史蒂文终於转过身。书房內的灯光照在他脸上,一半明亮,一半隱在阴影中。
“我的弟弟总是这么……急於证明自己。”
他慢慢走向书桌,桌上摊开著一份刚送来的文件,“他以为全球化那一套在这里行得通。以为用华尔街的钱、伦敦的人脉、硅谷的技术,就能绕过沙特的传统,绕过我。”

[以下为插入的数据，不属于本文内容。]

PR #878, opened 2020-07-21
avoid unsolicited translations

### LINKED ISSUE #876: tal:content and tal:replace are sometimes treated as to be translated
I originally posted this in https://github.com/malthe/chameleon/issues/326 but it was closed there as `wontfix` with the hint
 
> To work around this issue, make sure expression is coerced to a string or unicode in _compile_zt_expr.
> That said, the approach taken is quite different from how Chameleon was first imagined. The idea with expression compilers is that they generate code at compile time, not at render time (even if it is cached). I would imagine that quite a bit of performance is lost due to the extra function calls and scope changes.

We have seen some weird behavior when switching to Zope4 that seems to be related to the Chameleon cache.

We use a translation service that effectively delegates translation to a Python Script in the context of the page template in question. But for the sake of providing an MWE, I stripped it down to something that simply returns a fixed text whenever something is to be translated. You can find it [here](https://github.com/perfact/Products.PerFactTranslationDomain/tree/dummy-translator).

If using a page template like

    <p i18n:translate="">original text</p>

This correctly replaces the content of the `p` tag by `translated`.

However, sometimes it also replaces the content of

    <p tal:content="string:original text">something</p>

and the same with `tal:replace`. By trying to nail down the problem, I found that this happens if the Chameleon cache file for the given page template has been created by the currently running Zope instance. So if I create a new page template, the behavior can be observed. If I restart Zope, it is gone. If I stop Zope, clear the Chameleon cache and start it again, it can again be observed.

Trying to debug the issue, I found myself inside the Chameleon cache file in a code block like

        def __quote(target, quote, quote_entity, default, default_marker):
            __tt = type(target)
            if ((__tt is int) or (__tt is float) or (__tt is int)):
                target = str(target)
            else:
                if (__tt is bytes):
                    target = decode(target)
                else:
                    if (__tt is not str):
                        try:
                            target = target.__html__
                        except:
                            __converted = convert(target)
                            target = (str(target) if (target is __converted) else __converted)
                        else:
                            return target()
                if (target is not None):
                    ...

If we are in the restarted run (where `tal:replace` does not get translated), `target` is of type `str` (with content `original text`) and we land in the last branch of the evaluation, where the string is being escaped.

However, if the Chameleon cache was cleared before starting Zope, `target` is of type `<class 'chameleon.tokenize.Token'>`. Since such a `Token` does not have the `__html__` attribute, `convert(target)` is called, which somehow ends up calling the translation service.

There is one thing most probably broken here and one thing that I maybe simply am not using correctly: One is that the type of `target` changes depending on if there was already a Chameleon cache present when Zope was started, leading to different behaviors. The second is that the `econtext` given to the `render` function contains the fields

    {'__convert': functools.partial(<function PageTemplate.render.<locals>.translate at 0x7fb5b35e5af0>, target_language=None),
     '__decode': <function PageTemplate.render.<locals>.decode at 0x7fb5b35e5ca0>,
     '__on_error_handler': None,
     '__translate': <function PageTemplate.render.<locals>.translate at 0x7fb5b35e5af0>,
    ...

Not sure if `convert` should point to a `translate` function if there is a specific `__translate` field also which seems to be the correct one for calling tags with `i18n:translate`.

### Steps to reproduce

    python3 -m venv Zope4
    cd Zope4
    bin/pip install -r https://raw.githubusercontent.com/zopefoundation/Zope/4.5/requirements-full.txt
    bin/pip install https://github.com/perfact/Products.PerFactTranslationDomain@dummy-translator
    bin/mkwsgiinstance -d zope -u admin:admin
    bin/runwsgi zope/etc/zope.ini

Open a browser at `http://localhost:8080/manage_main` and provide the credentials `admin:admin`. Now add a page template `testpt` with the content

    <p tal:content="string:replaced text">original text</p>

and let it render (`http://localhost:8080/testpt`)

### Expected behavior

We should obtain a paragraph with the content `replaced text`.

### Actual behavior

On the first try, we obtain a paragraph with the content `translated`. If restarting Zope, we again obtain the expected behavior. If removing everything in `zope/var/cache/` and restarting Zope, we again obtain `translated`.

### Versions

As seen above, I took the newly released Zope 4.5 as starting point. It contains Chameleon 3.8.1

d-maurer:
This PR fixes #876 

When a template is compiled by `chameleon` expressions are represented in the following execution by `chameleon.tokenize.Token`s, when the template code comes from the `chameleon` cache, expressions are represented in the execution by simple text. The `zope.tales` integration has been partially type preserving: in some cases a `Token` input resulted in a `Token` output. Under Python 3, `chameleon` interprets a `Token` result wrongly as "to be translated". The result has been unsolicited translations when a template was compiled by the current process and correct translations when the template came from the cache.

This PR works around this behavior by explicitly converting `Token` into `str` under Python 3.

### DIFF
--- a/src/Products/PageTemplates/engine.py
+++ b/src/Products/PageTemplates/engine.py
@@ -14,6 +14,7 @@ import logging
 import re
 from weakref import ref
 
+import six
 from chameleon.astutil import Static
 from chameleon.astutil import Symbol
 from chameleon.codegen import template
@@ -135,6 +136,13 @@ def _compile_zt_expr(type, expression, engine=None, econtext=None):
     """
     if engine is None:
         engine = econtext["__zt_engine__"]
+    # *expression* is a ``chameleon.tokenize.Token`` when
+    # the template is compiled but "text" when the template code
+    # comes from the ``chameleon`` cache.
+    # Under PY3, ``chameleon`` wrongly translates ``Token``;
+    # convert to ``str`` to avoid this
+    if six.PY3:
+        expression = str(expression)
     key = id(engine), type, expression
     # cache lookup does not need to be protected by locking
     #  (but we could potentially prevent unnecessary computations)
--- a/CHANGES.rst
+++ b/CHANGES.rst
@@ -10,6 +10,8 @@ https://zope.readthedocs.io/en/2.13/CHANGES.html
 4.5.1 (unreleased)
 ------------------
 
+- Avoid unsolicited translations
+  (`#876 <https://github.com/zopefoundation/Zope/issues/876>`_)
 
 - Make "chameleon-zope context wrapping" more faithful.
   (`#873 <https://github.com/zopefoundation/Zope/pull/873/files>`_)
--- a/src/Products/PageTemplates/tests/testTranslation.py
+++ b/src/Products/PageTemplates/tests/testTranslation.py
@@ -14,7 +14,10 @@
 from unittest import TestCase
 
 from z3c.pt import pagetemplate
+from zope.component import provideAdapter
 from zope.component.testing import PlacelessSetup
+from zope.i18nmessageid import ZopeMessageFactory as _
+from zope.traversing.adapters import DefaultTraversable
 
 from ..PageTemplate import PageTemplate
 from .util import useChameleonEngine
@@ -41,6 +44,7 @@ class TranslationTests(PlacelessSetup, TestCase):
 
     def setUp(self):
         super(TranslationTests, self).setUp()
+        provideAdapter(DefaultTraversable, (None,))
         useChameleonEngine()
 
     def test_translation_body(self):
@@ -57,6 +61,11 @@ class TranslationTests(PlacelessSetup, TestCase):
         t = PageTemplate()
         t.write("""<p i18n:translate="" tal:replace="string:x">text</p>""")
         self.assertEqual(t(), "translated")
+
+    def test_translation_msgid(self):
+        t = PageTemplate()
+        t.write("""<p tal:replace="options/msgid">text</p>""")
+        self.assertEqual(t(msgid=_(u"x")), "translated")
 
     def test_no_translation_body(self):
         t = PageTemplate()
--- a/src/Products/PageTemplates/tests/testTranslation.py
+++ b/src/Products/PageTemplates/tests/testTranslation.py
@@ -1,0 +1,74 @@
+##############################################################################
+#
+# Copyright (c) 2020 Zope Foundation and Contributors.
+#
+# This software is subject to the provisions of the Zope Public License,
+# Version 2.1 (ZPL).  A copy of the ZPL should accompany this distribution.
+# THIS SOFTWARE IS PROVIDED "AS IS" AND ANY AND ALL EXPRESS OR IMPLIED
+# WARRANTIES ARE DISCLAIMED, INCLUDING, BUT NOT LIMITED TO, THE IMPLIED
+# WARRANTIES OF TITLE, MERCHANTABILITY, AGAINST INFRINGEMENT, AND FITNESS
+# FOR A PARTICULAR PURPOSE
+#
+##############################################################################
+
+from unittest import TestCase
+
+from z3c.pt import pagetemplate
+from zope.component.testing import PlacelessSetup
+
+from ..PageTemplate import PageTemplate
+from .util import useChameleonEngine
+
+
+def translate(*args, **kw):
+    return "translated"
+
+
+class TranslationLayer(object):
+    """set up our translation function."""
+    @classmethod
+    def setUp(cls):
+        cls._saved_translate = pagetemplate.fast_translate
+        pagetemplate.fast_translate = translate
+
+    @classmethod
+    def tearDown(cls):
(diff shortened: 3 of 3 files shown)


viktordick:
The code looks fine, but unfortunately it did not fix the issue. In our full environment, I am still getting an `Unauthorized` error (which is due to our translation function calling `strip()` on the message, which is not a string but still a `Token` I guess). I will have a more detailed look later.

d-maurer:
Viktor Dick wrote at 2020-7-21 22:23 -0700:
>The code looks fine, but unfortunately it did not fix the issue. In our full environment, I am still getting an `Unauthorized` error (which is due to our translation function calling `strip()` on the message, which is not a string but still a `Token` I guess). I will have a more detailed look later.

Are you using Python 2 or Python 3?
The PR does nothing for Python 2 (because for Python 2 all my
tests had shown correct behavior).

viktordick:
I am using Python 3. The main reason why we are switching to Zope 4 is to get rid of Python 2.

d-maurer:
Viktor Dick wrote at 2020-7-21 23:46 -0700:
>I am using Python 3.

Then the wrong translation can no longer come from expressions:
as you can see from the code, for Python 3, *expression*
is unconditionally converted to `str`.

In principle, `chameleon` may use `Token` also for text which
does not come from an expression but directly from the template,
e.g. from a construct such as `<p i18n:translate="">text</p>`.

d-maurer:
Dieter Maurer wrote at 2020-7-22 10:27 +0200:
>Viktor Dick wrote at 2020-7-21 23:46 -0700:
>>I am using Python 3.
>
>Then the wrong translation can no longer come from expressions:
>as you can see from the code, for Python 3, *expression*
>is unconditionally converted to `str`.
>
>In principle, `chameleon` may use `Token` also for text which
>does not come from an expression but directly from the template,
>e.g. from a construct such as `<p i18n:translate="">text</p>`.

I just tried: it does not use `Token` but `str` -- at least sometimes.

viktordick:
@d-maurer Since we now know that the translation function needs to take care of rejecting objects it is not prepared to translate when using chameleon anyway, I guess this PR is no longer necessary, is it?

Although the added tests are probably a good addition if we change the `translate` function to something like

    def translate(msgid, **kw):
        if isinstance(msgid, str):
            return 'translated'
        return msgid

d-maurer:
Viktor Dick wrote at 2020-7-22 12:15 -0700:
>@d-maurer Since we now know that the translation function needs to take care of rejecting objects it is not prepared to translate when using chameleon anyway, I guess this PR is no longer necessary, is it?

I would keep it.

Your observations have shown that sometimes an internal
`chameleon` type can arrive at a place where in fact
a string is expected. In your case, this caused unwanted translations
but in other cases it could cause other problems.
While the `chameleon` `Token` behaves quite like `str` (for Python 3)
or `unicode` (for Python 2), there are differences and
non-`chameleon` code (not necessarily related to translation)
may not be prepared for them.

The PR handles only the Python 3 case - but Python 2 support will
be dropped for Zope 5 anyway. Thus, I would keep the PR as is
and get active when problems for Python 2 are reported.

d-maurer:
Viktor Dick wrote at 2020-7-22 12:49 -0700:
>Thanks for the great help on this journey.

Thank you for the great preliminary detective work: problems which
apparently disappear after a restart are not easy to analyse.

src/Products/PageTemplates/engine.py
```diff
@@ -135,6 +136,13 @@ def _compile_zt_expr(type, expression, engine=None, econtext=None):
     """
     if engine is None:
         engine = econtext["__zt_engine__"]
+    # *expression* is a ``chameleon.tokenize.Token`` when
+    # the template is compiled but "text" when the template code
+    # comes from the ``chameleon`` cache.
+    # Under PY3, ``chameleon`` wrongly translates ``Token``;
```
malthe, line 142: I do think this comment is rather misleading given the nature of the integration into Chameleon's expression translation machinery. A rather substantial explanation of the issue has been provided to explain why a `Token` is provided in the initial compilation pass, and not during rendering.

d-maurer:
Malthe Borch wrote at 2020-7-22 13:27 -0700:
>@malthe commented on this pull request.
>> @@ -135,6 +136,13 @@ def _compile_zt_expr(type, expression, engine=None, econtext=None):
>     """
>     if engine is None:
>         engine = econtext["__zt_engine__"]
>+    # *expression* is a ``chameleon.tokenize.Token`` when
>+    # the template is compiled but "text" when the template code
>+    # comes from the ``chameleon`` cache.
>+    # Under PY3, ``chameleon`` wrongly translates ``Token``;
>
>I do think this comment is rather misleading given the nature of the integration into Chameleon's expression translation machinery. A rather substantial explanation of the issue has been provided to explain why a `Token` is provided in the initial compilation pass, and not during rendering.

The comment reflects external observations (`Token` on initial compilation,
`str` after restart) -- not necessarily what happens internally.
Likely, I am starting just now to understand what happens internally.

The "wrongly translates `Token`" is from before I read
the `chameleon` documentation which clearly describes
its extremely wide notion of "i18n message" - which among others includes
`Token`. Thus, the "wrongly" is wrong.

Feel free to improve the comment.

他拿起文件,那是周晓达在牛津的博士论文复印件,题目是《后石油时代君主制的现代化路径》。
“你看过这个吗?”史蒂文问。
情报官摇头。
“我弟弟在论文里写道:『传统王权建立在石油美元和部落效忠的双重支柱上。
当石油枯竭,部落分化,王权必须找到新的合法性来源——不是神授,而是绩效。”
史蒂文念出这段话时,脸上带著奇异的表情,像是嘲讽,又像是某种深藏的忧虑。
“绩效。”他重复这个词,“所以他投资新能源,结交国际资本,拉拢部落长老。他要证明他比我更懂『绩效,更適合领导沙特走进后石油时代。”
情报官谨慎地问:“需要採取行动吗,殿下?”
“行动?”史蒂文放下论文,走到墙边悬掛的家族谱系图前。
图上,他和周晓达的名字分別从老国王那里延伸出来,像两棵並生的树,根系在地下早已纠缠不清。
“他是我的亲弟弟。”
史蒂文轻声说,“我们小时候,一起在纳季德的沙漠里学骑马。
他第一次从马背上摔下来,是我把他拉起来的。他手臂骨折了,哭了一路,是我背著他走了三英里回到营地。”
他停顿了很久,久到情报官以为对话已经结束。
“但现在,”史蒂文的声音突然变冷,“他想要我的位置。不是通过正当的继承顺序,不是通过父亲的认可,而是通过……『绩效。”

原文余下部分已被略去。